Climate change is an emergency for everyone, everywhere
A devastating convergence of conflict and climate change is driving displacement and making life even more precarious for those forced to flee.
In the run-up to COP26, much of the conversation has dealt with predictions about the future and forthcoming pledges for more decisive action: carbon neutral by 2030, net zero by 2050.
But for millions of people around the world, climate change is already a daily reality.
Ninety percent of refugees under UNHCR’s mandate, and 70 percent of people displaced within their home countries by conflict and violence, come from countries on the front lines of the climate emergency.
They are vulnerable not only to extreme weather like floods or cyclones, but also to seeing their livelihoods dry up due to drought and desertification.
From Burkina Faso to Bangladesh, and from Afghanistan to Mozambique, climate change is increasing poverty, instability and human movement; it is fuelling tensions and competition over dwindling resources.
Outbreaks of violence and extreme weather push people who have already fled once to flee again. But even if peace is restored, displaced people cannot go back if their home areas have been made uninhabitable by drought, floods or rising sea levels.

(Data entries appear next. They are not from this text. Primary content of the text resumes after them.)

PR #689, opened 2022-09-29
check vpr version

alain-rs:


src/Compiler/CompilerOpenFPGA.cpp
```diff
@@ -1590,9 +1590,22 @@ bool CompilerOpenFPGA::Placement() {
     }
   }
 
+  // VPR Version checking, until full migration to version >= 8.0
+  std::string vprVersionCmd = m_vprExecutablePath.string() + " --version";
+  std::ostringstream ver;
+  FileUtils::ExecuteSystemCommand(vprVersionCmd, &ver);
+  bool version7 = true;
+  if (ver.str().find("Version: 8") != std::string::npos) {
```
KochynVolodymyr, line 1598: if version become 9 this condition fails. Is that accepted?

alaindargelas:
That code will be here for 1 month maximum. It is mentioned in the comment, it is a temporarily solution.

PR #691, opened 2022-09-30
[RG-99] Adding logic to find litex enabled python interpreter for IP Catalog

skyler-rs:
> - [x] To address an existing issue. If so, please provide a link to the issue: [RG-99]

> [FileUtils::LocateExecFile](https://github.com/os-fpga/FOEDAG/blob/f937d2954f15071d256b1f05019d1751864a3f17/src/Utils/FileUtils.cpp#L127) is used to search for a system copy of python3. LocateExecFile currently only works for unix. Additionally, this method of looking for a system copy of python3 will most likely fail to find the correct version of python where we've installed litex modules.
>
> A new function, FileUtils::FindFileRecursive() was added. This is used in conjunction with raptor changes to load a local copy of python that has litex/migen modules. This environment doesn't exist in foedag so in this case, we fallback to LocateExecFile for now.

> 
> - [x] Library: IPGenerate, Utils
> - [ ] Engine
> - [ ] Documentation
> - [ ] Regression tests

> - [x] None

> ### Testing
> - This has been manually tested in Foedag and Raptor
> - This is a background path change for the most part and the path change is only observable in raptor where the python venv and litex modules are installed. Raptor doesn't appear to have unittest support now so i'd suggest we explore adding raptor side testing after code freeze.

### DIFF
--- a/src/IPGenerate/IPCatalog.cpp
+++ b/src/IPGenerate/IPCatalog.cpp
@@ -45,6 +45,7 @@ along with this program.  If not, see <http://www.gnu.org/licenses/>.
 #include "Compiler/WorkerThread.h"
 #include "IPGenerate/IPCatalog.h"
 #include "MainWindow/Session.h"
+#include "Utils/FileUtils.h"
 #include "Utils/ProcessUtils.h"
 #include "Utils/StringUtils.h"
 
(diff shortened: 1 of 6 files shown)


ravic-rs:
image
Windows path
https://docs.python.org/3/using/windows.html

PR #877, opened 2022-12-14
[RG-233]Introduced timing analysis report for placement/routing tasks

TarasSydor:
Given PR implements RG-233 task and introduces timing report table for Placement/Routing tasks. 

Placement timing report has already been created as a file, however we didn't retrieve actual values but placed entire lines there. After this development actual timing values will be retrieved and put into a structured report (table).
The same is implemented for Routing. Text is slightly different from Placement, but structure is the same and I could reuse the same parsing logic for both, with a tiny tweak.
>
- New reports added to Placement/Routing (in context menu and Reports view): 
image
- Structured report is created:
image
- next to placement, the file is also created for Routing (post_rout_timing.rpt):
image


src/Compiler/CompilerDefines.h
```diff
@@ -105,6 +105,7 @@ static constexpr const char *GLOBAL_PLACEMENT_LOG{"global_placement.rpt"};
 static constexpr const char *PLACEMENT_LOG{"placement.rpt"};
 static constexpr const char *PLACEMENT_TIMING_LOG{"post_place_timing.rpt"};
 static constexpr const char *ROUTING_LOG{"routing.rpt"};
+static constexpr const char *ROUTING_TIMING_LOG{"post_rout_timing.rpt"};
```
skyler-rs, line 108: Typo: e missing in "post_rout**e**_timing.rpt"

src/Compiler/Reports/AbstractReportManager.cpp
```diff
@@ -207,6 +211,36 @@ TaskMessage AbstractReportManager::createWarningErrorItem(
...
+  }
+}
+
+void AbstractReportManager::createTimingDataFile(
+    const QStringList &timingData) {
+  auto logFileName = getTimingLogFileName();
+  if (logFileName.isEmpty()) return;
+
+  auto projectPath = Project::Instance()->projectPath();
+  auto logFilePath = QString("%1/%2").arg(projectPath, logFileName);
```
skyler-rs, line 233: Converting to qstring while creating the path might not be safe on windows.
For these we try to use the std::filesystem so that the / operator will hopefully provide a path that works in both environments.
Example of filesystem path creation: https://github.com/os-fpga/FOEDAG/blob/da0771b6c16f717e0462d16e8fd32e515d0c6835/src/Compiler/Compiler.cpp/#L2242-L2243

skyler-rs (approved):
One filename typo and a path update, but looks good beyond that.

KochynVolodymyr (approved):

ravic-rs (changes requested):
Please address the comments and also include screenshot for Post routing - Report Static timing.

src/Compiler/CompilerDefines.h
TarasSydor: nice catch. fixed

src/Compiler/Reports/AbstractReportManager.cpp
TarasSydor: I just copied that code from another place (I'm an author anyway :) ). fixed

ravic-rs:
@skyler-rs this one's failing for the delay in gtkwave tests.

skyler-rs:
> @skyler-rs this one's failing for the delay in gtkwave tests.

I think if it's still failing even after the delay we should remove this test from the makefile for now. I'm gonna have to look into different ways of making this test more reliable in our CI.

ravic-rs:
> > @skyler-rs this one's failing for the delay in gtkwave tests.
> 
> I think if it's still failing even after the delay we should remove this test from the makefile for now. I'm gonna have to look into different ways of making this test more reliable in our CI.

Please push a PR to disable it temporarily.

skyler-rs:
> Please push a PR to disable it temporarily.

https://github.com/os-fpga/FOEDAG/pull/881

ravic-rs (approved):

PR #882, opened 2022-12-15
EDA-812: if GetNetlistType() is Verilog then pass --ports_info option…

serge-rs:
… to pin_c instead of --blif

EDA-812: if GetNetlistType() is Verilog then pass --ports_info option  to pin_c instead of --blif


serge-rs:
While creating this PR, I encountered a strange merge conflict. I'll close this PR and create another one, to make sure it's not conflicting.

PR #886, opened 2022-12-16
[RG-222] Fix headers not including copyright when launching from install

skyler-rs:
> - [x] To address an existing issue. If so, please provide a link to the issue: RG-222

> - FOEDAG's install of etc had a typo that caused it to install to /usr/local/share/foedag/etc/etc/...
> - FOEDAG's [batch init](https://github.com/os-fpga/FOEDAG/blob/7db2e19a1f1297311f2b092a189ce5da22a90588/src/Main/Foedag.cpp#L364-L374) never set the Context DataPath which is used when looking up the copyright file path.
>    - This would result in all --batch runs not having copyright info in their logs
> - FOEDAG's gui init set the Context DataPath too late ([command stack uses it prior to it being set](https://github.com/os-fpga/FOEDAG/blob/7db2e19a1f1297311f2b092a189ce5da22a90588/src/Main/Foedag.cpp#L184-L189))
>    - This would result in runs of an installed copy of foedag (not executed from build dir) not having copyright info in their logs.
>
> - CMakeLists.txt etc install logic has been updated to properly install to /usr/local/share/foedag/etc/...
> - initBatch now sets the Context DataPath
> - initGui now sets the Context DataPath prior to the CommandStack being created

> 
> - [x] Library: Main
> - [ ] Engine
> - [ ] Documentation
> - [x] Regression tests

> ### Testing
> - Added a test to verify that --batch runs properly add the copyright info to logs.


CMakeLists.txt
```diff
@@ -507,7 +507,7 @@ install(
   DESTINATION cmake)
 
 install(
-  DIRECTORY etc DESTINATION  ${CMAKE_INSTALL_DATAROOTDIR}/foedag/etc/)
+  DIRECTORY etc/ DESTINATION  ${CMAKE_INSTALL_DATAROOTDIR}/foedag/etc/)
```
ravic-rs, line 510: Conflict here with main.

skyler-rs: Resolved, the earlier change to main accomplished the same thing so using that change. Verified it still works w/ `sudo make uninstall` followed by `sudo make install` and checking for duplicate etc folders in /usr/local.

ravic-rs (approved):

PR #890, opened 2022-12-19
[RG-240] Add Timing Analysis settings

skyler-rs:
> - [x] To address an existing issue. If so, please provide a link to the issue: RG-240

> - Timing Analysis engine can only chosen at task execution with the tcl command `sta opensta` which will use OpenSta otherwise, `sta` defaults to tatum/OpenVpr
>
> - Timing Analysis now has task settings for the engine type:
>   image
> - `TimingAnalysisEngineOpt()` has been added to Compiler.cpp
>    - This was necessary to maintain engine choice after a clean as the base TimingAnalysis option blends Clean operations in with engine selection which means when a user does a clean, their engine choice would be lost as well if we use TimingAnalysisOpt

> 
> - [x] Library: Compiler, Main
> - [ ] Engine
> - [ ] Documentation
> - [ ] Regression tests

> ### Testing
> - Manually tested in Raptor:
>    - launched with `build/bin/raptor --script test/Testcases/oneff/raptor.tcl`
>    - Let run finish
>    - Double click clean under Timing Analysis
>    - Open Timing Anaylsis settings and change to OpenSTA
>    - Double Click Timing Analysis
>    - R-click Timing Analysis in task list and select `View Timing Analysis Logs`
>      - Ensure OpenSTA was used
>    - Double click clean under Timing Analysis
>    - Open Timing Anaylsis settings and change to Tatum
>    - Double Click Timing Analysis
>    - R-click Timing Analysis in task list and select `View Timing Analysis Logs`
>      - Ensure Tatum/OpenVpr was used


src/Compiler/Compiler.h
```diff
@@ -92,6 +92,7 @@ class Compiler {
   enum class PowerOpt { None, Clean };
   enum class STAOpt { None, Clean, View, Opensta };
```
KochynVolodymyr, line 93: please check if we really need STAOpt::Opensta. It looks like duplication.

src/Compiler/TaskManager.cpp
```diff
@@ -53,6 +53,8 @@ TaskManager::TaskManager(QObject *parent) : QObject{parent} {
                  new Task{"Edit settings...", TaskType::Settings});
   m_tasks.insert(TIMING_SIGN_OFF, new Task{"Timing Analysis"});
   m_tasks.insert(TIMING_SIGN_OFF_CLEAN, new Task{"Clean", TaskType::Clean});
+  m_tasks.insert(TIMING_SIGN_OFF_SETTINGS,
```
KochynVolodymyr, line 56: m_tasks[TIMING_SIGN_OFF]->appendSubTask(m_tasks[TIMING_SIGN_OFF_SETTINGS]); missing

src/Compiler/Compiler.h
skyler-rs: Will do, I was going to ask Alain and Tao to review the new option because currently STAOpt overloads clean and run operations which can result in the Opensta settings getting lost.

src/Compiler/TaskManager.cpp
skyler-rs: Good catch, fixed

skyler-rs:
@taoli4rs & @alain-rs 
STAOpt is currently used for clean operations as well as running w/ OpenVpr or OpenSta. This works because the value is set at tcl command time and persistence isn't required. With settings, we can't store in STAOpt because setting Clean erases the engine choice (opensta or none which is openvpr) when it is set and then the system assumes openVpr after that because clean sets STAOpt to None afterwards.

As such, i've added STAEngineOpt which will just store the Tatum or Opensta choice. This is intended to make as little change as possible so the only change in Compiler logic is we check if either STAOpt has Opensta set (which gets set via tcl when you call `sta opensta`) or STAEngineOpt is set to Opensta. [Related changes to CompilerOpenFPGA.cpp](https://github.com/os-fpga/FOEDAG/pull/890/files#diff-d30b3f4529563e4e488f2f9ea11be3d3f651db9a28fd4d8ca5a83e314653206f)

 This should preserve the existing logic of a tcl command defaulting to openvpr and `sta opensta` running with opensta while allowing the settings system to remember the users last choice when they double click timing analysis to run it, even after a clean.

Could you guys review these specific changes and let me know if this approach is ok?
- [CompilerOpenFPGA.cpp](https://github.com/os-fpga/FOEDAG/pull/890/files#diff-d30b3f4529563e4e488f2f9ea11be3d3f651db9a28fd4d8ca5a83e314653206f)
- [Compiler.h](https://github.com/os-fpga/FOEDAG/pull/890/files#diff-ff9b926a5b5dd44cd6c5cb232a525887cb98ba4b36ef334dfa4d0a2358d8896f)

ravic-rs (approved):
Looks good.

What we are seeing now is a devastating convergence of conflict and climate change that is both driving displacement and making life even more precarious for those already forced to flee.
Some of the most climate-vulnerable countries are mired in conflicts that have lasted for decades and devastated generations.
In Afghanistan – one of the most fragile countries in the world suffering from four decades of conflict – the compounding impacts of climate change are having profound consequences for those least able to cope. UNHCR has worked in Afghanistan for more than 40 years. I personally served in the country for several years.